Cayley algebra (octonions or octaves)

Lecture

The Käli algebra is a system of hypercomplex numbers, an 8-dimensional algebra over the field of real numbers. Usually denoted by Cayley algebra (octonions or octaves) , because its elements ( Cayley numbers ) are sometimes called octonions or octaves .

Cayley number is a linear combination of elements.

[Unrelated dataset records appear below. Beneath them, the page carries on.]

PR #182, opened 2026-07-26
feat(db): migrate events-service + library-games-service to Drizzle/Neon (KIM-434 3/5)

Oiranca:
## Summary

- Migrates `lib/server/events/events-service.ts` and `lib/server/games/library-games-service.ts` from the legacy Supabase seam to the Drizzle/Neon seam (`getDrizzleDb()` / `getDrizzleAdminDb()`), following the pattern established in PR1 (`equipment-service.ts`) and PR2 (`tables-service.ts`).
- All admin-privilege checks (`role === 'admin'`) remain enforced in the service layer via `requireAdminSession()`, unchanged in intent from the pre-migration Supabase logic.
- `reservations` is not yet migrated (deferred to KIM-434 PR5), so event/library-games writes that need to cancel/count overlapping reservations still call the legacy Supabase admin client for that one table — see the "Split-brain disclosure" doc comment on `cancelOverlappingReservationsForBlocks()` in `events-service.ts` for the full consistency tradeoff this introduces during the migration window.
- Adds/extends `tests/unit/mocks/drizzle-mock.ts`: a new transaction-aware Drizzle mock helper (`createTransactionAwareMockBuilder`) with per-table insert dispatch and fixture-state rollback verification, used by the migrated test suites to correctly simulate `db.transaction()` semantics.
- `lib/server/events/club-events-service.ts` is intentionally **NOT migrated** in this PR — it contains only a 22-line compatibility shim (3 call-site adaptations for the new camelCase `isClubEventRow({ titleEs, titleEn })` signature and the new `deleteEventCascade(id)` signature) so it keeps compiling against the migrated `events-service.ts`. Its full migration is deferred to **KIM-438**, which is blocked on this PR merging.

## Scope

- `lib/server/events/events-service.ts` — full Drizzle migration
- `lib/server/games/library-games-service.ts` — full Drizzle migration
- `lib/server/events/club-events-service.ts` — compatibility shim only (not a migration)
- `tests/unit/mocks/drizzle-mock.ts` — new transaction-aware mock helper
- Test files updated for the new seam: `club-events-service.test.ts`, `equipment-service.test.ts`, `events-preview.test.ts`, `events-service-multiday.test.ts`, `events-service.test.ts`, `library-games-service.test.ts`, `oir208-unified-events.test.ts`

## Validation (re-run independently by security-reviewer in-worktree)

- `pnpm typecheck` — clean
- `pnpm lint` — `✔ No ESLint warnings or errors`
- `pnpm test` — `Test Files 76 passed (76)` / `Tests 1162 passed (1162)`
- `pnpm build` — exit code 0

## Security review

- No secrets or credentials found in the diff (including `.claude/agent-progress.md` additions).
- Admin/session/ownership checks preserved in the service layer for every mutation in both migrated files.
- No raw/string-concatenated SQL — all queries use the Drizzle query builder (parameterized).
- No test file makes a real DB call — `@/lib/db` is mocked in every touched test file; no live connection, container, or embedded Postgres.
- `events-service.ts` / `library-games-service.ts` do not perform member-scoped reads of `reservations`/`saved_games` on behalf of a session user (the only `reservations` access is admin-driven overlap cancellation/counting during event scheduling, not a per-member reservation list), so `assertMemberRowsScoped()` does not apply here.

Refs: KIM-434 (3/5). Follow-up: KIM-438 (club-events-service.ts full migration, blocked on this PR).

## Update: saved_games cancellation cascade (review follow-up)

An internal security-reviewer audit of dropped Supabase triggers/functions (not part of the original Codex review pass) found a second regression beyond the room/table guard fixed in the prior round: the `event_blocks_cancel_saved_games` trigger (`AFTER INSERT OR UPDATE OF room_id, date ON event_room_blocks`) had no Drizzle/Neon equivalent — creating or updating an admin event with room blocks had silently stopped cancelling active `saved_games` rows for the blocked room/date.

**Fix:** new exported `cancelSavedGamesForBlockedRoom(tx, blocks)` in `lib/server/events/events-service.ts`, room-scoped (not table-scoped, matching the trigger's `NEW.room_id` semantics), wired into all 4 `event_room_blocks`-insert transactions (`createEventAtomic`, `updateEventAtomic`, `createEventWithBlocksAtomic`, `updateEventWithBlocksAtomic`). Runs inside the same Drizzle transaction as the block insert, giving true all-or-nothing atomicity (a rollback of the block write also rolls back the cascade) — unlike the still-Supabase `reservations` cancellation, which must run post-commit.

**Advisory-lock decision** (quoted verbatim from the code comment directly above `cancelSavedGamesForBlockedRoom` in `events-service.ts`):

> Concurrency guard (reimplemented, not dropped — see decision writeup in the PR description / handoff notes for the full reasoning): the `pg_advisory_xact_lock` loop IS reimplemented below via `tx.execute(sql\`...\`)`, in the same per-table, id-ascending order the trigger used. Investigation (reading `saved_games_no_active_overlap`'s actual definition in `supabase/migrations/20260619000003_kim384_create_saved_games.sql`) showed it is NOT a substitute for this lock: that EXCLUDE constraint only prevents two `saved_games` rows from overlapping on the same table_id + daterange while both `active` — it says nothing about a `saved_games` row overlapping an `event_room_blocks` row. The actual race this lock guards against is between THIS cascade and `validate_saved_game`'s BEFORE INSERT/UPDATE trigger on `saved_games` (`supabase/migrations/20260619000006_kim384_saved_game_validation_trigger.sql`), which takes the SAME advisory lock key (`hashtextextended(table_id::text, 0)`) before checking for an event-block conflict (`SAVED_GAME_EVENT_CONFLICT`). Without a matching lock here, a member's "create saved_game" transaction and an admin's "create/update event block that cancels saved_games" transaction can each run their conflict check against data that doesn't yet reflect the other's uncommitted write (both under READ COMMITTED), letting a new active saved_games row survive uncancelled for a room/date that's actually blocked, or vice versa. Taking the same advisory lock forces one of the two transactions to block until the other commits, so whichever runs second always sees the final, committed state of the other. This IS reimplemented for that reason.

**Validation for this round:**
- `pnpm typecheck` — clean
- `pnpm lint` — `✔ No ESLint warnings or errors`
- `pnpm test` — `Test Files 76 passed (76)` / `Tests 1169 passed (1169)` (baseline 1166 + 3 new regression tests)
- `pnpm build` — exit code 0, `✓ Compiled successfully`

**Security review of this round:** the `tx.execute(sql\`SELECT pg_advisory_xact_lock(hashtextextended(${tableId}::text, 0))\`)` call was scrutinized as the only raw-SQL escape hatch in this PR — confirmed it uses Drizzle's `sql` tagged template, which parameterizes `${tableId}` as a bound placeholder rather than string-concatenating it into raw SQL text (verified directly in the code, and independently confirmed by a new regression test asserting the interpolated value lands in a separate `queryChunks` slot, not inlined into the SQL string). No secrets/credential leaks found in the diff. New tests use mocks only (`tests/unit/mocks/drizzle-mock.ts`'s new `executeMock`/`tx.execute` support) — no real DB connection. This cascade runs inside the existing admin-gated transactions and does not introduce a new entry point or bypass `requireAdminSession()`.

Reuse note: `cancelSavedGamesForBlockedRoom` is exported so **KIM-438** (`club-events-service.ts`, tracked separately, not in this PR) can call it from its own room-block write path once wired, instead of duplicating this logic.


lib/server/events/events-service.ts
```diff
@@ -260,6 +217,393 @@ export function validateAndNormaliseSchedule(
...
+
+      const blocksWithRoom = normBlocks.filter(
+        (b): b is NormalisedEventSchedule & { room_id: string } => b.room_id !== null,
+      )
+
+      let insertedBlocks: EventRoomBlockRow[] = []
+      if (blocksWithRoom.length > 0) {
+        insertedBlocks = await tx
+          .insert(eventRoomBlocks)
+          .values(
```
Oiranca, line 629: This Drizzle replacement for the RPC writes `roomId` and `tableId` directly, but it does not reimplement the RPC's room/table consistency guard. The existing migration notes say independent FKs are not enough: a caller can pair `table_id` from room A with `room_id` from room B unless the service checks `tables.id = tableId AND tables.room_id = roomId` before insert. That matters for availability and cancellation logic, because the row then says one room while pointing at a table in another.

Please validate all non-null `table_id` values against their submitted `room_id` inside the same transaction before inserting blocks, and return a 400 for mismatches. Add the same coverage for both create and update multi-block paths.

lib/server/events/events-service.ts
```diff
@@ -649,25 +872,26 @@ export async function previewEventConflicts(body: {
     return { total: 0, blocks: [] }
   }
 
-  const admin = getAdminDb()
+  const drizzleDb = getDrizzleDb()
 
   // Pre-fetch table ids for all distinct rooms in one round-trip (avoids N+1)
```
Oiranca, line 1064: The conflict preview prefetches all tables for each room, but the later count path still uses the room's full table list for every block. That ignores `block.table_id`, while `cancelOverlappingReservationsForBlocks()` correctly scopes a table-level block to `[block.tableId]`. For table-scoped schedules the preview will over-report conflicts for sibling tables, so admins may cancel or avoid changes based on false conflict counts.

Please use `block.table_id ? [block.table_id] : roomTableMap.get(block.room_id) ?? []` when building the reservations count query, and add a regression test proving a table-scoped schedule only sends that one table id into `.in('table_id', ...)`.

Oiranca (commented):
Reviewed for best practices, security, and test coverage. I found correctness/security gaps around table-scoped event blocks that should be fixed before merge.

lib/server/events/events-service.ts
Oiranca: Fixed in commit a4c648a — added `assertBlocksTableRoomConsistency()` in `lib/server/events/events-service.ts`, called inside the same Drizzle transaction as the insert/update in both `createEventWithBlocksAtomic` and `updateEventWithBlocksAtomic`. It queries the actual `tables` table for every block's declared `table_id`, compares the returned `room_id` against the block's declared `room_id`, and throws a 400 `ServiceError` on any mismatch before the write proceeds — reimplementing the guard the old `create_event_with_blocks`/`update_event_with_blocks` RPCs used to enforce. Regression tests added in commit d6b1ddd (`tests/unit/server/events-service-multiday.test.ts`) cover reject-on-create, reject-on-update, and the allow-on-match path. ✅ Resolved.

lib/server/events/events-service.ts
Oiranca: Fixed in commit a4c648a — `previewEventConflicts()` in `lib/server/events/events-service.ts` now scopes the conflict count to `[block.table_id]` when a block declares a specific table, falling back to the room's full table list only when `table_id` is null (whole-room block). This matches the scoping actually used by `cancelOverlappingReservationsForBlocks()`, so the preview count no longer overstates reservations that will be cancelled for a table-level block. Regression test added in commit d6b1ddd (`tests/unit/server/events-preview.test.ts`) asserts the count query is filtered to the single table, not the whole room. ✅ Resolved.

Oiranca:
## Security audit follow-up: saved_games cancellation cascade (beyond original review scope)

This comment covers an addition that goes beyond what the original Codex review pass flagged in this PR. It was found via a proactive internal audit of Supabase triggers/functions dropped by this migration, not by an inline review comment on the existing diff — so this is a standalone note rather than a reply to any existing thread.

**Finding:** the `event_blocks_cancel_saved_games` trigger had no Drizzle/Neon equivalent after this migration — creating/updating an admin event with room blocks had silently stopped cancelling active `saved_games` rows for the blocked room/date.

**Fix (3 new commits on top of this PR's prior tip):**
- `78ae3a7` — new `cancelSavedGamesForBlockedRoom(tx, blocks)` reimplementing the dropped cascade, room-scoped, wired into all 4 event_room_blocks-insert transactions.
- `c083fbf` — reimplements the trigger's `pg_advisory_xact_lock` loop to close a real concurrency race against the Supabase-side `validate_saved_game` trigger, which takes the same lock key.
- `2aec355` — adds `tx.execute` mock support to `tests/unit/mocks/drizzle-mock.ts` and 3 regression tests covering room-scoped cancellation, no-op with no overlap, and no-op with no tables.

Both the cascade and the advisory lock are now reimplemented with regression tests. Independently re-verified: `pnpm typecheck` clean, `pnpm lint` clean, `pnpm test` — `Tests 1169 passed (1169)`, `pnpm build` exit 0. Full reasoning and the verbatim advisory-lock decision comment are in the updated PR description above.

lib/server/events/events-service.ts
```diff
@@ -260,6 +217,580 @@ export function validateAndNormaliseSchedule(
...
+//
+// Test-infra gap (does not block the fix above): tests/unit/mocks/drizzle-mock.ts's
+// shared transaction builder has no chain for `tx.execute(...)`, so
+// `pnpm test` is expected to newly fail wherever a test exercises this
+// function against the mock. Per repo convention test infra is
+// qa-engineer-owned, not software-engineer's — qa-engineer should add a
+// `tx.execute` mock (e.g. resolving to `{ rows: [] }`) to close that gap.
+//
+// Exported (same pattern as deleteEventCascade below) so
+// lib/server/events/club-events-service.ts can reuse it once its own
```
Oiranca, line 384: Deferring this to KIM-438 leaves the same saved_games regression open for the current club-events room-block path. `club-events-service.ts` still creates/replaces room blocks through `apply_club_event_room_blocks`; after `saved_games` moved to the Drizzle/Neon seam, that legacy Supabase RPC/trigger cannot cancel the Neon `saved_games` rows. So internal events now get the new cascade, but club events with `blocksRooms` can still leave active saved games in a blocked room/date until a later migration. Please either wire this cascade into the current club-event block replacement path in this PR, or explicitly block/disable club-event room blocking until KIM-438 lands. Add regression coverage around `createClubEvent`/`updateClubEvent` with `blocksRooms: true` proving active saved_games for the blocked room/date are cancelled.

Oiranca (commented):
Follow-up review after the saved_games cascade update: one remaining coverage gap affects current club-event room-block writes.

lib/server/events/events-service.ts
Oiranca: You've identified a real hazard, and I'm not dismissing it. The disagreement is narrow: not *whether* the club-event path needs this cascade, but *which PR is mechanically capable of adding it* and *when the exposure actually becomes live*. I verified each point below rather than reasoning from the diff.

## 1. There is no live regression today — both sides are still on the Supabase seam

The premise of the finding is "after `saved_games` moved to the Drizzle/Neon seam." That move hasn't happened yet on `develop`.

- `club-events-service.ts` still writes blocks through the legacy RPC, unchanged by this PR — line 499:
  ```ts
  const { data, error } = await admin.rpc('apply_club_event_room_blocks', {
  ```
  `git diff develop origin/migration-f3c-03-content-batch -- lib/server/events/club-events-service.ts` returns only three compatibility shims (two `isClubEventRow` camelCase mappings, one `deleteEventCascade(id)` signature adaptation). None touch the block-write path.

- `saved_games` is still on Supabase. `saved-games-service.ts` on `develop` uses `getAdminDb()` at 5 call sites (lines 82, 122, 156, 173, 217), and `lib/db/index.ts:123-124` resolves that to Supabase:
  ```ts
  export function getAdminDb(): LegacySupabaseDbClient {
    return createSupabaseServerAdminClient()
  }
  ```

So the club-event path writes `event_room_blocks` into Supabase, the `event_blocks_cancel_saved_games` trigger fires there, and it cancels `saved_games` rows in that same database. That path is intact.

The asymmetry you spotted is real and worth stating precisely: the internal-events path regressed **because** this PR moved its `event_room_blocks` writes to Neon, so the Supabase trigger stopped firing for it. The club-event path still writes through the RPC into Supabase, so its trigger still fires. That is exactly why one needed the cascade reimplemented and the other doesn't yet.

## 2. The gap opens at a specific PR, not "later"

It opens the moment `saved_games` moves to Neon — that is **KIM-441**, branch `migration-f3c-06-saved-games`, commit `91713fd`, which swaps the service to `getDrizzleAdminDb()`. I verified it is **not** merged into `develop` (`git merge-base --is-ancestor` returns false) and it currently has no open PR. Until it lands, the RPC and the rows it must cancel are in the same database.

## 3. Option 1 is not mechanically available in this PR

`cancelSavedGamesForBlockedRoom(tx: AdminTx, blocks)` takes a Drizzle transaction handle:

```ts
type AdminTx = Parameters<Parameters<AdminDbClient['transaction']>[0]>[0]
// AdminDbClient = NodePgDatabase<typeof schema>
```

The club-event block replacement executes inside a Supabase `SECURITY DEFINER` plpgsql function, in a different database. There is no way to pass a Drizzle transaction handle into it.

Satisfying option 1 today would therefore require a **second, Supabase-side implementation** of the same cancellation semantics — the room-scoped candidate selection, the `pg_advisory_xact_lock` ordering, and the status transition — living in parallel with the Drizzle one. Two divergent copies of a single cancellation rule, guaranteed to drift, is precisely the duplication failure mode this migration has spent its entire course eliminating. That is the main reason not to do it, independent of scheduling.

## 4. Option 2 costs more than the ordering constraint saves

Disabling club-event room blocking would remove working, user-facing functionality to guard a window that is not currently open and that merge ordering closes at zero cost.

The alternative I'm committing to instead: **KIM-438 merges before or together with KIM-441.** I am recording this as a blocking relation in Linear so it survives past this thread rather than depending on anyone remembering it. Merging KIM-441 on its own is the only sequence that opens the window, and that relation is what prevents it.

## 5. The regression coverage you asked for lands in KIM-438

Tests around `createClubEvent` / `updateClubEvent` with `blocksRooms: true`, asserting that active `saved_games` for the blocked room and date are cancelled, will be in KIM-438's PR — because that is the PR where the behaviour will exist to be tested. Asserting it here would mean asserting against the Supabase trigger, which is not this PR's code and is about to be replaced.

This is scheduled work with an identified owner, not an intention. KIM-438 has its wiring point located — `applyClubEventRoomBlocksAndMaterialsTx()` at line 500, immediately after the `.insert(eventRoomBlocks)` at line 540 — and type compatibility is confirmed: that function already takes `DbTransaction` from `@/lib/db`, and both it and `AdminTx` derive from `NodePgDatabase<typeof schema>`, so `cancelSavedGamesForBlockedRoom(tx, blocks)` can be called there unchanged. The helper was deliberately exported rather than kept private for exactly this reuse.

---

**Status: confirmed, fix scheduled in KIM-438, exposure closed by merge ordering.** Not marking this resolved, since nothing was changed in this PR in response to it.

Oiranca: Two concrete follow-ups to the above, so nothing here rests on my word alone.

**The blocking relation is recorded, not just promised.** KIM-441 now carries `blockedBy: KIM-438` in Linear (verified on the issue itself, not asserted). Merging KIM-441 on its own — the only sequence that opens the window described above — is now gated on KIM-438 landing first.

**The acceptance criteria for KIM-438's regression coverage, stated concretely**, since "tests will be added" is not a verifiable commitment:

> Tests under both `createClubEvent` and `updateClubEvent` with `blocksRooms: true`, each seeding an **active** `saved_games` row on a table in the blocked room with a date range overlapping the block's date, and asserting that row's status becomes `cancelled` after the call.

That shape is deliberate, and it's the part that answers your actual concern: it proves the helper **fires** on the club-event path against real seeded state — not merely that it compiles, that it's imported, or that the call site exists. A silently unwired helper, a call placed outside the transaction, or a wrong argument shape (for instance passing table-scoped rather than room-scoped blocks) all still produce a green build and a passing import; they do not survive an assertion that a specific seeded row flipped to `cancelled`.

Worth noting explicitly, since it is the likeliest way this could go wrong quietly: the cancellation is **room-scoped, not table-scoped** — every table in the blocked room is in range, not only the table named on the block. The seeded row in those tests sits on a *different* table in the same room for exactly that reason.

Cayley algebra (octonions or octaves) . Each octave x can be written in the form

with real coefficients Cayley algebra (octonions or octaves) . Octonions are used in physics: for example, in STR and string theory ^[1] . Octave multiplication table:

one	i ( e1 )	j ( e2 )	k ( e3 )	l ( e4 )	il ( e5 )	jl ( e6 )	kl ( e7 )
i ( e1 )	−1	k	- j	il	- l	- kl	jl
j ( e2 )	- k	−1	i	jl	kl	- l	- il
k ( e3 )	j	- i	−1	kl	- jl	il	- l
l ( e4 )	- il	- jl	- kl	−1	i	j	k
il ( e5 )	l	- kl	jl	- i	−1	- k	j
jl ( e6 )	kl	l	- il	- j	k	−1	- i
kl ( e7 )	- jl	il	l	- k	- j	i	−1

Fano plane for memorizing the multiplication table

Table (Cayley) octonion multiplication ^[2]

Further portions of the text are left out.